Эта связь исторического процесса с воплощением в нем или невоплощением (или искаженным воплощением) христианских начал, а соответственно и с преображением или непреображением “первородного греха”, “темной основы”, “исключительного эгоизма” человеческой природы заключает глубинное смысловое содержание философско-публицистического наследия Тютчева. По его мнению, качество христианской жизни и реальное состояние человеческих душ является критерием восходящего или нисходящего своеобразия той или иной исторической стадии. Чтобы уяснить возможный исход борьбы между силами добра и зла, составляющей сокровенный смысл истории, “следует определить, какой час дня мы переживаем в христианстве. Но если еще не наступила ночь, то мы узрим прекрасные и великие вещи”.

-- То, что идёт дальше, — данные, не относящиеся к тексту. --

PR #276, opened 2016-03-26
Fix large tests

LyzardKing:
Swift command changed (It doesn't need to compile a binary and run it)
Intellij reverted to closing java (I changed it in a previous commit, but reverting to this solution works)
Remove link in tests (The correct thing happens running umake -r, the test needed to match that)

The fix missing is the checksum for SpringToolsSuite


didrocks:
This looks good! Merging and retesting the failing tests.

I would have love a test in baseinstaller to fail to check that the added binary isn't properly removed, but that we can added afterwards.

Cheers!

PR #1108, opened 2025-06-11
Use default value of 5 for repository downloader

hofbi:
Similar to https://github.com/bazel-contrib/bazel-lib/pull/1106 using the retry default from bazel 8 should help with stability issues


arrdem (approved):

alexeagle (approved):
nice, thanks

PR #1112, opened 2025-06-17
fix: fix ci for bazelrc preset docs

hofbi:
https://github.com/bazel-contrib/bazel-lib/commit/1ab2b68b4288037e4eaffbf946b6a986b298ab51 did not change the source document but only the generated file


alexeagle (approved):

alexeagle:
Oops I was naughty by going too fast 😅

PR #1113, opened 2025-06-23
feat(bazelrc): Add bazelrc preset for protoc

hofbi:
https://github.com/aspect-build/toolchains_protoc requires some bazel flags to be set, so why not make it a preset to be more user friendly.


alexeagle:
Could you re-file as discussion issue on bazelrc-preset.bzl please?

Между тем в самой атмосфере общественного развития, господстве нарождавшегося капиталистического и социалистического панэкономизма в идеологии, а также грубых материальных интересов и псевдоимперских притязаний отдельных государств в политике поэт обнаруживал “нечто ужасающее новое”, “призвание к низости”, воздвигнутое “против Христа мнимыми христианскими обществами”. В год смерти он недоумевает, почему мыслящие люди “недовольно вообще поражены апокалипсическими признаками приближающихся времен. Мы все без исключения идем навстречу будущему, столь же от нас сокрытому, как и внутренность луны или всякой другой планеты. Этот таинственный мир может быть целый мир ужаса, в котором мы вдруг очутимся, даже и не приметив нашего перехода”. Не преображение, а, напротив, все большее доминирование (хитрое, скрытое и лицемерное) ведущих сил “темной основы нашей природы” и служило для него основанием для столь мрачных пророчеств. Поэт обнаруживает, что в “настроении сердца” современного человека “преобладающим аккордом является принцип личности, доведенный до какого-то болезненного неистовства”. И такое положение вещей, когда гордыня ума становится “первейшим революционным чувством”, имеет в его логике давнюю предысторию. Он рассматривает “самовластие человеческого “я” в предельно широком и глубоком контексте как богоотступничество, развитие и утверждение антично-возрожденческого принципа “человек есть мера всех вещей”.